The DF faction named itself Iloilo Press Club (IPC) the other registered itself with the Securities and Exchange Commission (SEC) as “Iloilo Press and Radio Club” (IPRC) in 2002. The IPC has no SEC registration but claimed to represent an uninterrupted chain of succession from its pre-war ancestor.

The registration emboldened the IPRC to file quo warranto with damages asserting itself as the “legitimate” questioning the right of the other faction to represent the Iloilo media.

RTC Branch 39 Judge Sedrick Ruiz rendered a Solomonic decision. He dismissed the complaint. Instead, he declared that both IPC and IPRC were separate and legitimate organizations, the right to organize being guaranteed by the Constitution.

Be that as it may, one casualty of the strife is the IPC building. During the incumbency of DF as IPC president, the club managed to wrangle a usufructuary right from then Mayor Mansueto Malabor who awarded the club about 300 square meters in Molo to possess the property and construct a building thereon indefinitely. The structure itself as its birth pangs: another person claiming to be the IPC president wanted to control the structure. In the end, the court decided in favour of the DF faction. Under DF, the fishpond was filled and the foundations of the three-storey building established, from government grants mostly.

After the exit of DF, the skeletons of the building deteriorated as his successors did not give its completion a priority. Lawyer Ed Jalbuna, publisher of the Visayan Examiner, did not serve his full term. Lawyering overwhelmed him. He relinquished the presidency to Dado Tan of ABS-CBN, who faded away after he got promoted to a post that made him travel frequently to the Visayas and Mindanao bureaus of the network.

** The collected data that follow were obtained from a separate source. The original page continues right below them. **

PR #859, opened 2024-10-17
Adapt to coq/coq#19697 (genarg register gives ArgT.tag to "default")

SkySkimmer:


ppedrot:
Please merge now.

ejgallego:
> In my case, I just don't know what the process is to actually merge, as the "merge pull request" button is grayed out on the GitHub page.

Does it say why?

You should have merge rights, the process is indeed to push the merge button (tho we appreciate if devs update the coq submodule so the CI can also be checked)

SkySkimmer:
It looks like this
Screenshot_20241018_152948
(on https://github.com/ejgallego/coq-lsp/pull/810)

ejgallego:
Ok so it is the signing, thanks for the info. If you sign your commits you should be able to merge.

I will raise this topic on a call, I'd be happy to remove the signing requirement but indeed there are some legal ramifications that we may want to discuss; based on what I know maybe instead or removing the signing requirement here we would like to require a `Signed-off` field for Coq contributions.

SkySkimmer:
>tho we appreciate if devs update the coq submodule so the CI can also be checked

That doesn't sound very practical before the upstream PR is merged, if we update the submodule to its current commit it may get out of date when the upstream PR gets rebased or otherwise changed

ejgallego:
Indeed doing this like that would not be practical, IMHO we should figure out some kind of automatic way to do this, so overlay CIs can somehow detect the Coq version they should run CI against when building an overlay in their CI.

ppedrot:
I activated the default signing, let's see what it gives on the next overlay.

The IPC and IPRC happily lived separately although occasionally, it mutually sniped at each other. With the mother organization dormant, press people bonded together in smaller organizations among which were the Capitol Press Corps, City Hall Press Corps, Defense and Police Press Corps. So far, the bigger structure serving as rallying point in times of crisis for media people is the National Union of Journalist of the Philippines (NUJP) whose organizational linkages provided Iloilo journalists opportunities to hone skills and professionalism. The NUJP also took the cudgel for journalists victims of threats and violence or those threatened by them.

With that, let’s go to the question: is the take over of a group of journalists led by DF and Rommel Ynion, publisher of  The News Today proper?

We no longer have to delve long on its legality. The move is legal. The IPC structure deteriorated from nearly a decade of neglect with no hope of being completed. Anybody, not just Ynion, has the right to save it from wretchedness as an “officious manager” or as gesture of good management (negotiorum gestio) pursuant to Articles 2144 through 2153 of the New Civil Code of the Philippines.


We are lucky we have a colleague willing to spend P27 million to complete the building.

Back to the question: is it proper? Well, personally, I can only agree with DF that the building has to be saved and we are luckyt we have one who is willing and ready to run extra miles if only to give the Iloilo press a building where to converge and bond. That leads to another query: how about the recent election in the IPC that ignited an uproar from a segment of the local press? 


Well, people have the right to form organizations and with that, the right to revive inactive ones. That's just what happened when a group of concerned journalists held an election to pick officials in an interim capacity, that is, temporarily, for the purpose of preparing for a regular election and safeguarding the organization's properties, if any. that's how Ynion was chosen interim president.

As I looked back, yours truly is just amused how we could fight and mend fences later. For one, we can drink together again with those we once engaged in bitter exchanges – but without inflicting physical harm on the other.